Purposes: Laparoscopy-assisted gastrectomy (LAG) for clinical early (cT1) gastric cancer (EGC) is superior to open gastrectomy in terms of the short-term outcome; however, long-term survival outcome remains elusive.
Methods: Four hundred and ninety-one cT1 EGC patients who underwent LAG between 1998 and 2010 were registered to evaluate the survival outcome, including 237 patients who were observed for at least 5 years (long-term, L group), while 221 patients who were observed for at least 2-5 years (intermediate term, I group).

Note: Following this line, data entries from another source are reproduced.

PR #81, opened 2026-07-05
fix: crash on C++ operator/ function name

### LINKED ISSUE #66: C++ operator-overload function names (operator/) crash extraction
## Summary

`run_extraction` writes each extracted function to `<func_name>.<ext>`. C++
operator overloads are extracted (via codegraph) under their literal names, e.g.
`operator/` for a division overload. The `/` is a path separator, so the write
targets a non-existent subdirectory and raises `FileNotFoundError`, aborting the
whole pipeline. Any C++ project with a `operator/` / `operator/=` overload
crashes.

## Reproduction

`frac.cpp`:

```cpp
struct Frac {
    int num, den;
    Frac operator/(const Frac &rhs) const { return Frac{num * rhs.den, den * rhs.num}; }
    int value() const { return num / den; }
};
```

Run the pipeline (Stage 1 builds the codegraph index; Stage 2 extraction crashes):

```
[Pipeline] Stage 1/4: ... codegraph index built.
[Pipeline] Extracting functions from source files...
Traceback (most recent call last):
  File ".../src/extract.py", line 730, in run_extraction
FileNotFoundError: [Errno 2] No such file or directory:
  '.../fm_agent/extracted_functions/frac-cpp/operator/.cpp'
```

Nothing is extracted — the run aborts on the first operator-overload name.
First hit on real code: DuckDB's `src/common/types/hugeint.cpp` defines
`hugeint_t::operator/`.

## Root cause

`src/extract.py::run_extraction`:

```python
os.makedirs(out_dir, exist_ok=True)                      # creates out_dir only
out_file = os.path.join(out_dir, f"{func_name}.{ext}")   # func_name = "operator/"
with open(out_file, 'w') as f:                           # out_dir/operator/.cpp -> ENOENT
```

The `/` in `operator/` is treated as a path separator; the intermediate
`operator/` directory is never created.

## Notes

- codegraph-path specific: the regex extractor's name pattern needs an identifier
  immediately followed by `(`, which `operator/(` breaks, so it never yields
  `operator/`.
- On macOS/Linux only `/` is fatal (path separator); other operator names
  (`operator<<`, `operator*`, `operator[]`, ...) are legal Unix filenames but
  would be illegal on Windows.

## Fix direction

Sanitize path-unsafe characters in function names when forming the output
filename (at minimum `/`), keeping extraction / FQN / call-edge naming
consistent.

tanbing117:
Introduce canonicalize() to sanitize filesystem-unsafe characters in function names (e.g. operator/ -> operator_). Applied at all five data entry points in codegraph and extract layers. Downstream modules need zero changes - FQNs and scope lookups automatically pick up the canonicalized names.

Closes #66

### DIFF
--- a/src/extract.py
+++ b/src/extract.py
@@ -193,6 +193,15 @@ def _strip_angle_brackets(text):
 def _extract_func_name_brace(signature_text, lang_cfg):
     """Extract the function name from a brace-delimited language signature."""
     lang_keywords = lang_cfg["keywords"]
+
+    m = re.search(
+        r'\b(operator\s*(?:\[\]|\(\)|[+\-*/%&|^~!=<>]+|new(?:\s*\[\s*\])?|delete(?:\s*\[\s*\])?))'
+        r'\s*\(',
+        signature_text,
+    )
+    if m:
+        return m.group(1)
+
     cleaned = _strip_angle_brackets(signature_text)
     for m in re.finditer(r'\b(\w+)\s*\(', cleaned):
         name = m.group(1)
--- a/src/extract.py
+++ b/src/extract.py
@@ -6,6 +6,7 @@ import shutil
 import logging
 
 from src.file_utils import is_file_ready, _is_test_file
+from src.languages.codegraph import canonicalize
 from src.languages.registry import batch_extract_all, function_spans_for_file
 
 LANG_CONFIG = {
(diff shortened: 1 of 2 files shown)


haoran-ding:
Please resolve the conflict

haoran-ding (changes requested):
I test the code with the attached file in the issue. It cannot identify operator "/".  Please check why and fix it. If it is the bug of codegraph, please submit an issue to codegraph repo and report it here as well.

Dshuishui:
I verified the fix against the issue #66 repro (`frac.cpp`) and ran the full pipeline end-to-end — extraction no longer crashes and `operator/` is correctly identified and sanitized to `operator_`. Two things worth considering:

**1. Filename safety beyond `/`.** `canonicalize()` currently only replaces `/`. The issue used `/` just as the example because it's the only char that's *fatal* on macOS/Linux (path separator), but it isn't the only unsafe one — other overloads produce names like `operator<<`, `operator>>`, `operator|`, `operator*`, `operator[]`, `operator<`, `operator>`. Those are legal on Unix (so they don't crash there), but `< > : " | ? *` are illegal filename characters on Windows, so those overloads would still break the pipeline on Windows. Might be worth sanitizing the full set of path-unsafe characters rather than only `/`.

**2. Call edges into operator overloads.** After the fix, a caller that invokes an overload (e.g. `a / b`) still gets no call edge to `operator/` — I verified `divide -> operator/` is missing from the call graph. This turned out to be a codegraph-side limitation (codegraph doesn't record call edges into operator-overload methods, even for explicit `a.operator+(b)` syntax); I've filed a related issue upstream at colbymchenry/codegraph#1247.

haoran-ding (approved):
The issue has been resolved by the PR. There are some bugs of codegraph rather than our code.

Results: There were 17 deaths, including 7 patients who developed recurrence (5 in pT1 and 2 in pT4a). Two fatal cases with pStage IIB were uniquely T1N3b. Six out of the 7 recurrences occurred within 2 years after surgery. The 237 patients in the L group included 6 of the recurrent deaths (2.5 %), while the 221 patients in the I group included 1 recurrent death (0.9 %). Recurrent sites of pathological T1 cases were the liver (n = 2), lung (n = 1), ovary (n = 1), and bone (n = 1), and no peritoneal or local recurrence was found.
Conclusions: Collectively, the survival outcome of EGC by LAG was excellent and LAG was acceptable as a therapeutic procedure for EGC.